-- SUPPLIED DATA follows --

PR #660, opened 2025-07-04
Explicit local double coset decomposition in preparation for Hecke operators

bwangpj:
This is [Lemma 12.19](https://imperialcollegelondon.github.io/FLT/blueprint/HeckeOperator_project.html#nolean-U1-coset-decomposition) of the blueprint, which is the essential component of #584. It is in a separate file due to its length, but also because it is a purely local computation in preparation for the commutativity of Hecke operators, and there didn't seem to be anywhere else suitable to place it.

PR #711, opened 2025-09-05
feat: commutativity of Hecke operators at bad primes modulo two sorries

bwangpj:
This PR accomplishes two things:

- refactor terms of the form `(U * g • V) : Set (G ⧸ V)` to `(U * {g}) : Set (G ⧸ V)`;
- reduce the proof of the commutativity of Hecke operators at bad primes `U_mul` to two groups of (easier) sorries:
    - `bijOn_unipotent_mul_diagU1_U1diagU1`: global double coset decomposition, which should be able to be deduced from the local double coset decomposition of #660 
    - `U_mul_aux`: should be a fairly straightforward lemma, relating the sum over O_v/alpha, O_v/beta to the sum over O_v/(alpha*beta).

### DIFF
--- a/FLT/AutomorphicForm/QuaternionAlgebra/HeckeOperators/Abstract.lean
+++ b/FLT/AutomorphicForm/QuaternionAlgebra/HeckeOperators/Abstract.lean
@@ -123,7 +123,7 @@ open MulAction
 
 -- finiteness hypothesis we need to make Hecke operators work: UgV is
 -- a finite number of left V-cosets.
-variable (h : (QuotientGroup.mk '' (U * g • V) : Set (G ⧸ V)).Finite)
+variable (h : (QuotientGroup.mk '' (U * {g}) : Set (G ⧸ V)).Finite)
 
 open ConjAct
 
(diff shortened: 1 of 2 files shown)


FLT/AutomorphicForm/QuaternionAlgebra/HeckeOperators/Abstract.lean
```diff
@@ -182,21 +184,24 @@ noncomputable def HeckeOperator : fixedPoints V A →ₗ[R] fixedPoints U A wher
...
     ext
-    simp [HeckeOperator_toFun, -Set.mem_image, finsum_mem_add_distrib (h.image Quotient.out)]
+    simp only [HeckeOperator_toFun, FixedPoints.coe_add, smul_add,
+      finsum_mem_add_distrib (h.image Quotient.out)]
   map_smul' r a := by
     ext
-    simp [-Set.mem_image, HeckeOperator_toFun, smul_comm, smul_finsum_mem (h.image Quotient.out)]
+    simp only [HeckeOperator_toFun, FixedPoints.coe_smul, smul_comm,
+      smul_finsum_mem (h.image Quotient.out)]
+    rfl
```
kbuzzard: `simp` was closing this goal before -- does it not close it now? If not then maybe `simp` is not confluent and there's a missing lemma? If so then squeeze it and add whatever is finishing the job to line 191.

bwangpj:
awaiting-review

-- SUPPLIED DATA concluded --

WHAT THE TASK ASKS: All entries must be repeated exactly.

RESULT BELOW:
PR #660, opened 2025-07-04
Explicit local double coset decomposition in preparation for Hecke operators

bwangpj:
This is [Lemma 12.19](https://imperialcollegelondon.github.io/FLT/blueprint/HeckeOperator_project.html#nolean-U1-coset-decomposition) of the blueprint, which is the essential component of #584. It is in a separate file due to its length, but also because it is a purely local computation in preparation for the commutativity of Hecke operators, and there didn't seem to be anywhere else suitable to place it.

PR #711, opened 2025-09-05
feat: commutativity of Hecke operators at bad primes modulo two sorries

bwangpj:
This PR accomplishes two things:

- refactor terms of the form `(U * g • V) : Set (G ⧸ V)` to `(U * {g}) : Set (G ⧸ V)`;
- reduce the proof of the commutativity of Hecke operators at bad primes `U_mul` to two groups of (easier) sorries:
    - `bijOn_unipotent_mul_diagU1_U1diagU1`: global double coset decomposition, which should be able to be deduced from the local double coset decomposition of #660 
    - `U_mul_aux`: should be a fairly straightforward lemma, relating the sum over O_v/alpha, O_v/beta to the sum over O_v/(alpha*beta).

### DIFF
--- a/FLT/AutomorphicForm/QuaternionAlgebra/HeckeOperators/Abstract.lean
+++ b/FLT/AutomorphicForm/QuaternionAlgebra/HeckeOperators/Abstract.lean
@@ -123,7 +123,7 @@ open MulAction
 
 -- finiteness hypothesis we need to make Hecke operators work: UgV is
 -- a finite number of left V-cosets.
-variable (h : (QuotientGroup.mk '' (U * g • V) : Set (G ⧸ V)).Finite)
+variable (h : (QuotientGroup.mk '' (U * {g}) : Set (G ⧸ V)).Finite)
 
 open ConjAct
 
(diff shortened: 1 of 2 files shown)


FLT/AutomorphicForm/QuaternionAlgebra/HeckeOperators/Abstract.lean
```diff
@@ -182,21 +184,24 @@ noncomputable def HeckeOperator : fixedPoints V A →ₗ[R] fixedPoints U A wher
...
     ext
-    simp [HeckeOperator_toFun, -Set.mem_image, finsum_mem_add_distrib (h.image Quotient.out)]
+    simp only [HeckeOperator_toFun, FixedPoints.coe_add, smul_add,
+      finsum_mem_add_distrib (h.image Quotient.out)]
   map_smul' r a := by
     ext
-    simp [-Set.mem_image, HeckeOperator_toFun, smul_comm, smul_finsum_mem (h.image Quotient.out)]
+    simp only [HeckeOperator_toFun, FixedPoints.coe_smul, smul_comm,
+      smul_finsum_mem (h.image Quotient.out)]
+    rfl
```
kbuzzard: `simp` was closing this goal before -- does it not close it now? If not then maybe `simp` is not confluent and there's a missing lemma? If so then squeeze it and add whatever is finishing the job to line 191.

bwangpj:
awaiting-review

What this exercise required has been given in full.